Revelación de un mundo

Mi taxi se acercaba al túnel que lleva a Leme o Copacabana, cuando miré y vi la Iglesia de santa Teresinha. Mi corazón latió más fuerte: reconocí dentro de la carne del alma, que sentía en mi dolor, reconocí que sería en la iglesia donde podría encontrar refugio.
Despedí el taxi y sentí que era con un paso humilde que entraba en la penumbra fresca de la iglesia. Me senté en un banco y allí me quedé. La iglesia estaba completamente vacía. El aroma de las flores me envolvía y me sofocaba dulcemente.
Poco a poco mi tumulto interior se fue transformando en una resignación melancólica: yo daba mi alma a cambio de nada. Porque no era paz lo que yo sentía. Sentía que mi mundo se había desmoronado y que yo me había quedado de pie como testigo perplejo e ignoto.

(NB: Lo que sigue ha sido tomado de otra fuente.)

PR #1239, opened 2020-02-21
Update DeviceKey document after Root of trust refactoring.

tymoteuszblochmobica:
DeviceKey class has been modified to not allow automatic Root of trust  generation. 
This requires   docs/api/security/Devicekey.md  document update.

### DIFF
--- a/docs/api/security/Devicekey.md
+++ b/docs/api/security/Devicekey.md
@@ -19,13 +19,17 @@ The characteristics required by this root of trust are:
 
 The DeviceKey feature keeps the root of trust key in internal storage, using the NVStore component. Internal storage provides protection from external physical attacks to the device.
 
-The root of trust is generated at the first use of DeviceKey if the true random number generator is available in the device. If no true random number generator is available, you must pass the injected root of trust key to the DeviceKey before you call the key derivation API.
+The root of trust is not generated at the first use of DeviceKey. It must be created explicitly before. If the true random number generator is available in the device it is used for root of trust generation. Otherwise injected root of trust must be passed to the DeviceKey before key derivation API call.
 
 ### Key derivation API
 
-`generate_derived_key`: This API generates a new key based on an array of data ([salt](https://en.wikipedia.org/wiki/Salt_(cryptography)) the caller provides. A single salt value always generates the same key, so if you need a new key, you must use a new salt value. The salt can have any value - array, string and so on.
+`generate_derived_key`: This API generates a new key based on an array of data ([salt](https://en.wikipedia.org/wiki/Salt_(cryptography)) the caller provides. A single salt value always generates the same key, so if you need a new key, you must use a new salt value. The salt can have any value - array, string and so on. Root of trust must be generated or injected earlier, otherwise error will be returned. 
 
 The generated keys can be 128 or 256 bits in length.
+
+#### Root of Trust generation
+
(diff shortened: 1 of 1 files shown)


docs/api/security/Devicekey.md
```diff
@@ -19,14 +19,18 @@ The characteristics required by this root of trust are:
 
 The DeviceKey feature keeps the root of trust key in internal storage, using the NVStore component. Internal storage provides protection from external physical attacks to the device.
 
-The root of trust is generated at the first use of DeviceKey if the true random number generator is available in the device. If no true random number generator is available, you must pass the injected root of trust key to the DeviceKey before you call the key derivation API.
+The root of trust is not generated at the first use of DeviceKey. It must be created explicitly before. If the true random number generator is available in the device it is used for root of trust generation. Otherwise injected root of trust must be passed to the DeviceKey before key derivation API call.
```
SeppoTakalo, line 22: Please remove the first sentence.
It is not helpful to tell what the API does not do, just remove the reference and start with `The root of trush must be created before its first use` or something like that.

Also `If the true random number generator is available in the device it is used ` is also slightly missleading. We TRNG may be used.. but you can also inject the security.
So rewrite the sentence to better indicate that we have two options.

docs/api/security/Devicekey.md
```diff
@@ -19,14 +19,18 @@ The characteristics required by this root of trust are:
...
-`generate_derived_key`: This API generates a new key based on an array of data ([salt](https://en.wikipedia.org/wiki/Salt_(cryptography)) the caller provides. A single salt value always generates the same key, so if you need a new key, you must use a new salt value. The salt can have any value - array, string and so on.
+`generate_derived_key`: This API generates a new key based on an array of data ([salt](https://en.wikipedia.org/wiki/Salt_(cryptography)) the caller provides. A single salt value always generates the same key, so if you need a new key, you must use a new salt value. The salt can have any value - array, string and so on. Root of trust must be generated or injected earlier, otherwise error will be returned. 
 
 The generated keys can be 128 or 256 bits in length.
 
+#### Root of Trust generation
+
+`generate_root_of_trust`: You must call this API once in the lifecycle of the device, before any call to key derivation, if the device supports true random number generator (`DEVICE_TRNG` is defined).
+
 #### Root of Trust Injection API
```
SeppoTakalo, line 34: Please combine these two sections into one.
```
#### Root of Trust generation

Root of Trust must be present in the device before its first use. You have two options to generate Root of Trust:

1. Use random number generator to create the key
2. Inject the key manually

<then explain both>
```

Also, both requires their own code examples. You have not demonstrated just the generation part.

docs/api/security/Devicekey.md
```diff
@@ -41,6 +45,12 @@ To instantiate DeviceKey, you need to call its `get_instance` member function as
     DeviceKey &deviceKey = DeviceKey::get_instance();
 ```
 
+To generate root of trust before key derivation:
+
+```c++ TODO
+    DeviceKey &deviceKey = DeviceKey::get_instance().generate_root_of_trust();
```
SeppoTakalo, line 51: This code example does not seem right. We don't get the reference as a return value, but an error code instead. Maybe you meant:
```C++

int err = DeviceKey::get_instance().generate_root_of_trust();
if (err == 0)
    // Success
```

SeppoTakalo (changes requested):

PR #1243, opened 2020-02-24
Update the version of example to 5.15

RonEld:
Update the link of the example code for TLS Socket to 5.15,
as current documentation refers to this version.

Note that this version code has a bug in it, but already fixed, and will probably be updated with 5.16 version, so need to  stay tuned on this.
References:
* https://github.com/ARMmbed/mbed-os-example-tls-socket/issues/48
* https://forums.mbed.com/t/warning-connect-is-deprecated-string-based-apis-are-deprecated-since-mbed-os-5-15/7347


AnotherButler (approved):
Thanks for the PR 👍

PR #1244, opened 2020-02-24
Update DeviceKey document after root of trust refactoring

tymoteuszblochmobica:
DeviceKey class has been modified to not allow automatic Root of trust generation.
This requires docs/api/security/Devicekey.md document update.

### DIFF
--- a/docs/api/security/Devicekey.md
+++ b/docs/api/security/Devicekey.md
@@ -19,27 +19,24 @@ The characteristics required by this root of trust are:
 
 The DeviceKey feature keeps the root of trust key in internal storage, using the KVStore component. Internal storage provides protection from external physical attacks to the device.
 
-The root of trust must be created before its first use. Otherwise key  derivation API  will fail.
+The root of trust must be created before its first use. Otherwise, the key derivation API fails.
 
 ## Key derivation API
 
 `generate_derived_key`: This API generates a new key based on an array of data ([salt](https://en.wikipedia.org/wiki/Salt_(cryptography)) the caller provides. A single salt value always generates the same key, so if you need a new key, you must use a new salt value. The salt can have any value - array, string and so on.
 
-The generated keys can be 128 or 256 bits in length.
+The generated keys can be 128b or 256b in length.
 
 ### Root of Trust generation API
 
-DeviceKey class needs ROT ready to use  before derivation API first call. There are two options to achieve it:
+DeviceKey class needs root of trust ready to use before the derivation API's first call. There are two options to achieve this:
 
+- Create a device key using a built-in random number generator.
+- Manually fill the device key data array.
 
-- Create device key using built-in random number generator 
+Both cases requires injecting this key data to the KVStore reserved area.
 
-- Manually fill device key data array 
-
-Both cases requires injecting this key data to kvstore  reserved area.  
-
-The first way is used when device supports random number generator -  ` DEVICE_TRNG` is defined.
-Then  `generate_root_of_trust` must be called only once.
+Use this first method when the device supports a random number generator - when ` DEVICE_TRNG` is defined. Then, call `generate_root_of_trust` only once.
 
 ```c++ NOCI
 int status = DeviceKey::get_instance().generate_root_of_trust();
@@ -50,7 +47,7 @@ if(status == DEVICEKEY_SUCCESS) {
 }
 ```
 
-If `DEVICE_TRNG` is not defined  then key buffer must be filled manually and followed by `device_inject_root_of_trust` call. The example below shows an injection of a dummy key.  
+If `DEVICE_TRNG` is not defined, the key buffer must be filled manually and followed by `device_inject_root_of_trust` call. The example below shows an injection of a dummy key:
 
 ```c++ NOCI
 uint32_t key[DEVICE_KEY_32BYTE / sizeof(uint32_t)];
@@ -67,9 +64,9 @@ if(status == DEVICEKEY_SUCCESS) {
 
 ### Using DeviceKey
 
-DeviceKey is a singleton class, meaning that the system can have only a single instance of it.
+DeviceKey is a singleton class, meaning the system can have only a single instance of it.
 
-To instantiate DeviceKey, you need to call its `get_instance` member function as following:
+To instantiate DeviceKey, call its `get_instance` member function:
 
 ```c++ TODO
     DeviceKey &deviceKey = DeviceKey::get_instance();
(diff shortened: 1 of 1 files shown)


docs/api/security/Devicekey.md
```diff
@@ -19,17 +19,48 @@ The characteristics required by this root of trust are:
...
 
 The generated keys can be 128 or 256 bits in length.
 
-### Root of Trust Injection API
+### Root of Trust generation API
 
-`device_inject_root_of_trust`: You must call this API once in the lifecycle of the device, before any call to key derivation, if the device does not support true random number generator (`DEVICE_TRNG` is not defined).
+DeviceKey class needs ROT ready to use  before derivation API first call. There are two options to achieve it:
+
+-Create device key using built-in random number generator
```
ohadhawk: @tymoteuszblochmobica tymoteuszblochmobicaI think you meant to have bulleted items, but instead the dash simply connects to the first word:
image

tymoteuszblochmobica: Done

docs/api/security/Devicekey.md
```diff
@@ -19,17 +19,49 @@ The characteristics required by this root of trust are:
 
 The DeviceKey feature keeps the root of trust key in internal storage, using the KVStore component. Internal storage provides protection from external physical attacks to the device.
 
-The root of trust is generated at the first use of DeviceKey if the true random number generator is available in the device. If no true random number generator is available, you must pass the injected root of trust key to the DeviceKey before you call the key derivation API.
+The root of trust must be created before its first use. Otherwise key  derivation API  will fail.
```
AnotherButler: Does the user need to create it?

SeppoTakalo: In development phase, probably yes. In production device it should be injected in the factory.

docs/api/security/Devicekey.md
```diff
@@ -19,17 +19,49 @@ The characteristics required by this root of trust are:
...
+The first way is used when device supports random number generator -  ` DEVICE_TRNG` is defined.
+Then  `generate_root_of_trust` must be called only once.
+
+
+	int status = DeviceKey::get_instance().generate_root_of_trust();
+	    if(status == DEVICEKEY_SUCCESS) {
+            //success
+        } else {
+            //error
+        }
```
SeppoTakalo: This code block does not seem to be aligned correctly.
Can you use the backticks, so it can be properly aligned?

SeppoTakalo (approved):
Documentation looks OK.

Just a personal preference, I would prefer to use three backticks to format my codeblocks.

docs/api/security/Devicekey.md
tymoteuszblochmobica: Changed

SeppoTakalo (approved):
LGTM

SeppoTakalo:
Oh.. you probably need to start the code snippets with
<pre>
```C++ NOCI
</pre>

Because otherwise the CI will try to build those, and fail as they are not complete.

**Review by AnotherButler — APPROVED** [review]
Thanks for the PR 👍 Please review my edits to make sure I didn't accidentally change the meaning of anything.

File: docs/api/security/Devicekey.md [hunk 4]
```diff
@@ -19,27 +19,24 @@ The characteristics required by this root of trust are:
...
-- Create device key using built-in random number generator 
+Both cases requires injecting this key data to the KVStore reserved area.
 
-- Manually fill device key data array 
-
-Both cases requires injecting this key data to kvstore  reserved area.  
-
-The first way is used when device supports random number generator -  ` DEVICE_TRNG` is defined.
-Then  `generate_root_of_trust` must be called only once.
+Use this first method when the device supports a random number generator - when ` DEVICE_TRNG` is defined. Then, call `generate_root_of_trust` only once.
```
SeppoTakalo: This is now misleading (as was the original as well). The Call of `generate_root_of_trust()` is the method of generating the key.
So maybe the sentence should be like:
> When `DEVICE_TRNG` is defined, the device supports a random number generator and you may generate the key by calling `generate_root_of_trust()`.
> The call succeed only if the key does not already exist. Subsequent calls will fail, without modifying the existing key.

docs/api/security/Devicekey.md
```diff
@@ -50,7 +47,7 @@ if(status == DEVICEKEY_SUCCESS) {
 }
 ```
 
-If `DEVICE_TRNG` is not defined  then key buffer must be filled manually and followed by `device_inject_root_of_trust` call. The example below shows an injection of a dummy key.  
+If `DEVICE_TRNG` is not defined, the key buffer must be filled manually and followed by `device_inject_root_of_trust` call. The example below shows an injection of a dummy key:
```
SeppoTakalo: Similarly as above
> If `DEVICE_TRNG` is not defined, the key buffer must be filled manually by calling `device_inject_root_of_trust()`. The example below shows an injection of a dummy key:

SeppoTakalo (changes requested):
I propose change to two sentences which are a bit misleading.
Otherwise looks OK.

Just a personal preference, do we need to shorten bits to just `b`? For example https://en.wikipedia.org/wiki/Advanced_Encryption_Standard uses `AES is a variant of Rijndael which has a fixed block size of 128 bits, and a key size of 128, 192, or 256 bits.` then later on, if they talk about key length they leave the `bit` out completely.

AnotherButler:
@SeppoTakalo Thanks for the review and suggested changes 👍 Does this look better?

docs/api/security/Devicekey.md
```diff
@@ -19,31 +19,62 @@ The characteristics required by this root of trust are:
...
 
-`device_inject_root_of_trust`: You must call this API once in the lifecycle of the device, before any call to key derivation, if the device does not support true random number generator (`DEVICE_TRNG` is not defined).
+DeviceKey class needs root of trust ready to use before the derivation API's first call. There are two options to achieve this:
+
+- Create a device key using a built-in random number generator.
+- Manually fill the device key data array.
+
+Both cases requires injecting this key data to the KVStore reserved area.
+
+When `DEVICE_TRNG` is defined, the device supports a random number generator, and you may generate the key by calling `generate_root_of_trust()`. The call succeeds only if the key does not already exist. Subsequent calls will fail if you don't modify the existing key.
```
SeppoTakalo: > Subsequent calls will fail if you don't modify the existing key.

Sorry, I was probably unclear here. There is no way to modify the key, this sentence needs rewrite.

I tried to impress that you can only generate the key once. Modifying it, or regenerating it is not possible.

So subsequent call to this API will fail. And those calls don't modify the key.

Would it be clearer with:
```
The call succeeds only if the key does not already exist. Existing key cannot be changed.
```

SeppoTakalo (changes requested):
Just a minor change.
Otherwise looks OK.

SeppoTakalo (approved):

SeppoTakalo:
Looks good now. Thanks @AnotherButler

JammuKekkonen (approved):

PR #1248, opened 2020-02-25
update time example links

maciejbocianski:
examples move PR: https://github.com/ARMmbed/mbed-os-examples-docs_only/pull/76


AnotherButler (approved):
Thanks for the PR 👍

PR #1282, opened 2020-03-18
Update drivers.md

AnotherButler:
Replace with new section name to reflect new structure.

### DIFF
--- a/docs/api/io/drivers.md
+++ b/docs/api/io/drivers.md
@@ -1,23 +1,23 @@
-# Drivers overview
+# Input/Output (I/O) overview
 
-Drivers provide access to general purpose microcontroller hardware. Drivers typically access a microcontroller's hardware peripherals directly, and may form the lowest lever of a protocol or network stack.
+I/O APIs provide access to general purpose microcontroller hardware. I/O APIs typically access a microcontroller's hardware peripherals directly, and may form the lowest lever of a protocol or network stack.
 
-The Mbed OS driver APIs include analog and digital inputs and outputs on development boards, as well as digital interfaces, which allow your board to interface with a computer or external devices. With these drivers, you can read or set the voltage of analog pins, control digital pins individually or grouped into a bus and trigger an event when more data is available on the bus. You can also control the frequency and mark to space ratio, or duty cycle, of a Pulse Width Modulated (PWM) digital output.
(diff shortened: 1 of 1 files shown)


AnotherButler:
@hugueskamba @rajkan01 When you get the chance, could one of you please review this to make sure the content is still accurate with these changes?

AnotherButler:
@iriark01 This is waiting on engineering review. I changed things to match our new section name, but I need confirmation I didn't accidentally change the meaning of anything.

iriark01:
@rajkan01 and @hugueskamba will one of you have time to look at this?

hugueskamba (commented):
Why renaming drivers to I/0?
Are we referring to the `mbed-os/drivers` directory? Not all drivers are for I/O (e.g watchdog) and the directory is called `drivers` not `io`.
@bulislaw @evedon Can you please comment?

iriark01:
From the restructure work we did, we learned:
* It's more intuitive to users.
* It's task-based, rather than code-based.
* Yes, we still have a devices directory in the code.
* If there are drivers that aren't I/O, you may need to move them elsewhere. No on had brought that up previously, but I could see that slipping through.

evedon:
This page should be for drivers in general. If we need a specific page for I/O drivers then we should write a new one.

iriark01:
In this structure, do you think it's worth splitting I/O and Drivers to two?
https://os.mbed.com/docs/mbed-os/development/introduction/index.html

iriark01:
I've split the group into two: 
https://os.mbed.com/docs/mbed-os/development/apis/drivers.html
https://os.mbed.com/docs/mbed-os/development/apis/input-output-i-o.html
For the intro page, I think I need a bit of help. I currently have the same page twice, and for I/O it simply says "this is a subset of Drivers". Before I try rewriting the intro, I would like to know if there are parts of it that are only correct for I/O or that are never correct for it.

iriark01:
@hugueskamba could you help me figure out what the intros should cover?
https://os.mbed.com/docs/mbed-os/development/apis/drivers.html
https://os.mbed.com/docs/mbed-os/development/apis/input-output-i-o.html

hugueskamba:
> @hugueskamba could you help me figure out what the intros should cover?
> https://os.mbed.com/docs/mbed-os/development/apis/drivers.html
> https://os.mbed.com/docs/mbed-os/development/apis/input-output-i-o.html

Perhaps something similar to http://www.keil.com/pack/doc/CMSIS/Driver/html/index.html for the Drivers page.
Perhaps something similar to https://www.freertos.org/FreeRTOS-Plus/FreeRTOS_Plus_IO/FreeRTOS_Plus_IO.html for the I/O page

iriark01:
Rejecting the PR; I will work on intros for API categories when we have them all sorted out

Después me fui olvidando de mi dolor y me dediqué a mirar a los santos de la iglesia. Todos habían sido martirizados: pues éste es el camino humano y divino. Todos habían desistido de una vida notable en pro de una vida más profunda y herida. Ninguno de ellos había “aprovechado” la vida única que tenemos. Todos habían sido tontos, en el sentido más puro de la palabra. Y todos habían quedado perpetuados para siempre, para nuestro corazón sediento de misericordia. Y ¿por qué, Dios mío, era tan necesario el sacrificio de nuestros deseos más legítimos? ¿Por qué la mortificación en vida?
Miré la iglesia vacía en busca de respuesta y vi en el centro de la nave principal el féretro. Me levanté, fui hasta él. Allí estaba acostada la figura de Santa Teresinha, con los pies cubiertos de flores. Me quedé mirando.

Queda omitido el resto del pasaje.